Critical to progress in understanding and modeling ice sheets are a better characterization of what ice sheets are doing at present, how fast they are changing, what are the driving processes controlling these changes, and how we can better represent these processes in numerical models to derive more realistic predictions of the evolution of glaciers and ice sheets in the future. Chief among these measurements, are detailed, enhanced and sustained measurements of ice sheet elevation, at high spatial resolution, with high vertical accuracy, over the entire ice sheets.

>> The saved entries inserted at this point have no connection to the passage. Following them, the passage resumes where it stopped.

PR #384, opened 2022-05-30
Task-57767: Decoding documents' names with special characters in the Documents application

sofyenne:
ISSUE : When the user launches the documents application, an encoded list of document names with special characters is displayed.
FIX : Decode the document name .

### DIFF
--- a/documents-webapp/src/main/webapp/vue-app/documents/components/body/table/cells/DocumentsFileNameCell.vue
+++ b/documents-webapp/src/main/webapp/vue-app/documents/components/body/table/cells/DocumentsFileNameCell.vue
@@ -18,9 +18,9 @@
           v-if="!editNameMode"
           @click="openPreview()"
           class="document-title clickable hover-underline d-inline-flex"
-          :title="file.name">
+          :title="title">
           <div
-            v-sanitized-html="fileName"
+            v-sanitized-html="title"
             class="document-name text-truncate ms-4">
           </div>
           <div
@@ -117,6 +117,9 @@ export default {
     },
   }),
   computed: {
+    title() {
+      return decodeURI(this.file.name);
+    },
     lastUpdated() {
       return this.file && (this.file.modifiedDate || this.file.createdDate) || '';
     },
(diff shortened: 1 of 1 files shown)


documents-webapp/src/main/webapp/vue-app/documents/components/body/table/cells/DocumentsFileNameCell.vue
```diff
@@ -117,6 +117,9 @@ export default {
     },
   }),
   computed: {
+    title(){
+     this.file.name=decodeURI(this.file.name);
+    },
```
boubaker:
```suggestion
    title() {
      return decodeURI(this.file.name);
    },
```

sofyenne: Done !

boubaker (dismissed):

documents-webapp/src/main/webapp/vue-app/documents/components/body/table/cells/DocumentsFileNameCell.vue
```diff
@@ -238,6 +241,7 @@ export default {
     openPreview() {
       this.loading = true;
       if (this.file && this.file.folder){
+        this.file.name = decodeURI(this.file.name);
```
boubaker: we should avoid changing retrieved information and keep it as it is. BTW, you can add a dedicated data variable with different name such as `fileName` and assing into it the decoded value.

boubaker:
@sofyenne I can't reproduce the problem anymore, can you check again please

documents-webapp/src/main/webapp/vue-app/documents/components/body/table/cells/DocumentsFileNameCell.vue
sofyenne: i leave this change i find is not necessary after a test of fixed behavior

boubaker (approved):

PR #398, opened 2022-06-02
Task-57136: Translate terms when creating / duplicating files

lbengayed:
Add i18n prifix clone in order to translate terms when duplicating files.
Add unit test
Decrease the complexity of methode duplicateItem


mkrout (approved):
LGTM

PR #399, opened 2022-06-02
Task-57552: Decoding the document name in the favorite list

sofyenne:
ISSUE: If user upload file with a ( ' ) character in the documents app of a space and add the document to favorites , The document name is encoded in the favorite list.
FIX : Decode the document Title .

### DIFF
--- a/documents-webapp/src/main/webapp/vue-app/documents-extensions/components/DocumentsFavoriteItem.vue
+++ b/documents-webapp/src/main/webapp/vue-app/documents-extensions/components/DocumentsFavoriteItem.vue
@@ -47,7 +47,7 @@ export default {
     this.$attachmentService.getAttachmentById(this.id)
       .then(file => { 
         this.file = file;
-        this.documentTitle =decodeURI(decodeURI((file.title))) ;
+        this.documentTitle = decodeURI(decodeURI(file.title)) ;
         const updaterFullName = file && file.updater && file.updater.profile && file.updater.profile.fullname || '';
         const updateDate = new Date(file.updated);
         const updateDateInfo = this.$dateUtil.formatDateObjectToDisplay(updateDate, this.dateFormat);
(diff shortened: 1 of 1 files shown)


documents-webapp/src/main/webapp/vue-app/documents-extensions/components/DocumentsFavoriteItem.vue
```diff
@@ -46,6 +46,7 @@ export default {
   created() {
     this.$attachmentService.getAttachmentById(this.id)
       .then(file => { 
+        file.title = decodeURI(file.title); 
         this.file = file;
         this.documentTitle = decodeURI(file.title);
```
ahamdi: there is already a decoding of property documentTitle which takes the value of file.title. which one is used in our case ? do we need both of properties ?

sofyenne: One call of the decodeURI method won't solve the problem, i think the file title is encoded twice .That's why I decode the title and the document title. I changed this solution with a double call of decodeURI on the documentTitle.

documents-webapp/src/main/webapp/vue-app/documents-extensions/components/DocumentsFavoriteItem.vue
```diff
@@ -47,7 +47,7 @@ export default {
     this.$attachmentService.getAttachmentById(this.id)
       .then(file => { 
         this.file = file;
-        this.documentTitle = decodeURI(file.title);
+        this.documentTitle =decodeURI(decodeURI((file.title))) ;
```
ahamdi:
```suggestion
        this.documentTitle = decodeURI(decodeURI(file.title)) ;
```

ahamdi (approved):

These measurements provide critical information about long-term ice sheet dynamics (mass balance trends) and short-term variability (precipitation, ablation events, surface lowering of an accelerating glacier, etc.).
Ideally suited to making these measurements is GLISTIN, a Ka-band single pass interferometric synthetic aperture radar (InSAR). Proposed also as a spaceborne mission concept [1], the airborne GLISTIN-A serves as a proof-of-concept demonstration and science sensor. Key features include:
1. The Ka-band center frequency maximizes the single-pass interferometric accuracy (which is proportional to the wavelength), reduces snow penetration (when compared with lower frequencies), and remains relatively impervious to atmospheric attenuation.
2. Imaging capabilities that are important for mapping large areas. Imaging allows features to be tracked with time for estimation of ice motion and reduces data noise when measuring topographic changes over rough surfaces of glaciers and coastal regions of ice sheets.